# Anyone ever use filtered fridge water for their tanks?



## cggorman (May 9, 2009)

Fridge filters are generally just activated carbon and sometimes a spun fiber or block filter for medium/large particulates.

No comparison to RO.


----------



## HolyAngel (Oct 18, 2010)

yep, its not actually RO water or anything close to it.


----------



## fresh.salty (Jul 2, 2010)

It's cheaper to buy water than replace those cartridges.


----------



## Gatekeeper (Feb 20, 2007)

> Just wondering if it would be safe to do this for my CRS tank.


Absolutely safe if maintained.



> Would I still need to condition the water with Prime?
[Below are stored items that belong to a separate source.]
PR #4410, opened 2023-09-24
🚧 `stop_and_save_print_to_ram` should not overwrite valid partial backup

gudnimg:
Thermal errors need to take a backup of the target temperatures before disabling the heaters. When the print is then later paused, `stop_and_save_print_to_ram` should use the partial backup if it is still valid (`isPartialBackupAvailable=true`). After `stop_and_save_print_to_ram` is done running and we have a 'full' backup, `isPartialBackupAvailable` is cleared in favor of `saved_printing`

Change in memory:
Flash: -156 bytes
SRAM: 0 bytes

### DIFF
--- a/Firmware/Marlin_main.cpp
+++ b/Firmware/Marlin_main.cpp
@@ -9735,16 +9735,8 @@ void ThermalStop(bool allow_recovery)
 
                 // we cannot make a distinction for the host here, the pause must be instantaneous
                 // so we call the lcd_pause_print to save the print state internally. Thermal errors
-                // disable heaters and save the original temperatures to saved_*, which will get
-                // overwritten by stop_and_save_print_to_ram. For this corner-case, re-instate the
-                // original values after the pause handler is called.
-                uint8_t bed_temp = saved_bed_temperature;
-                uint16_t ext_temp = saved_extruder_temperature;
-                uint8_t fan_speed = saved_fan_speed;
+                // disable heaters and save the original temperatures to saved_*
                 lcd_pause_print();
-                saved_bed_temperature = bed_temp;
-                saved_extruder_temperature = ext_temp;
-                saved_fan_speed = fan_speed;
             }
         } else {
             // We got a hard thermal error and/or there is no print going on. Just stop.
@@ -10792,14 +10784,15 @@ void stop_and_save_print_to_ram(float z_move, float e_move)
 
 	planner_abort_hard(); //abort printing
 
-	memcpy(saved_pos, current_position, sizeof(saved_pos));
+    if (!isPartialBackupAvailable) {
+        refresh_print_state_in_ram();
+    }
+
     if (pos_invalid) saved_pos[X_AXIS] = X_COORD_INVALID;
 
-    saved_feedmultiply2 = feedmultiply; //save feedmultiply
-	saved_extruder_temperature = (uint16_t)degTargetHotend(active_extruder);
-	saved_bed_temperature = (uint8_t)degTargetBed();
-	saved_extruder_relative_mode = axis_relative_modes & E_AXIS_MASK;
-	saved_fan_speed = fanSpeed;
+    // Reset partial backup flag, we have a full back-up now
+    clear_print_state_in_ram();
+
 	cmdqueue_reset(); //empty cmdqueue
 	card.sdprinting = false;
 //	card.closefile();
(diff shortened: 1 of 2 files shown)


gudnimg:
Rebased to sync with MK3 branch (105 commits)

3d-gussner (approved):
Looks good to me as the removed `saved...` values are refreshed using `refresh_print_state_in_ram` function.

Firmware/Marlin_main.cpp
```diff
@@ -9512,16 +9512,8 @@ void ThermalStop(bool allow_recovery)
...
-                // original values after the pause handler is called.
-                uint8_t bed_temp = saved_bed_temperature;
-                uint16_t ext_temp = saved_extruder_temperature;
-                uint8_t fan_speed = saved_fan_speed;
+                // disable heaters and save the original temperatures to saved_*
                 lcd_pause_print();
-                saved_bed_temperature = bed_temp;
-                saved_extruder_temperature = ext_temp;
-                saved_fan_speed = fan_speed;
             }
```
wavexx, line 9740: Doesn't think break exactly the scenario written in the comment?

A thermal error will save temperatures into saved_* (see set_temp_error), then disable heaters and call ThermalStop. Calling lcd_pause_print will then save "0" into saved_, so resuming from a thermal error will restore broken temperatures?

3d-gussner: @gudnimg ???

Ultimately, yes. Maybe not for the first few months when the activated carbon is fresh. It really depends on how much water you are using (outside of just your aquarium). I believe you should have a rating on the activated carbon cartridge which should give you its anticipated usage rate.



> I usually get 5g jugs of RO water from the store, but since I got a new fridge, it would be easier to use the filtered water for my small tanks.


It really comes down to what you are comfortable doing. If you maintain the filters properly, they can last quite sometime and be very effective. I am not convinced that buying water is cheaper but it may be. But then you have to store it and lug it around. Poo poo that.


----------



## cggorman (May 9, 2009)

Make your own RO. Basic (2-3 stage; 20-50 gpd) under-sink systems are pretty affordable.


----------



## Geniusdudekiran (Dec 6, 2010)

cggorman said:


> Make your own RO. Basic (2-3 stage; 20-50 gpd) under-sink systems are pretty affordable.


Really? How affordable?


----------



## shrimpnmoss (Apr 8, 2011)

I was using a Britta for my shrimps before RO.


----------



## cggorman (May 9, 2009)

Place I order my parts from has one for $179. 4 stage, 50 GPD, 4 gal tank, & faucet.


----------



## Jeffww (Aug 6, 2010)

Geniusdudekiran said:


> Really? How affordable?


In the range of 80-200 and beyond.


----------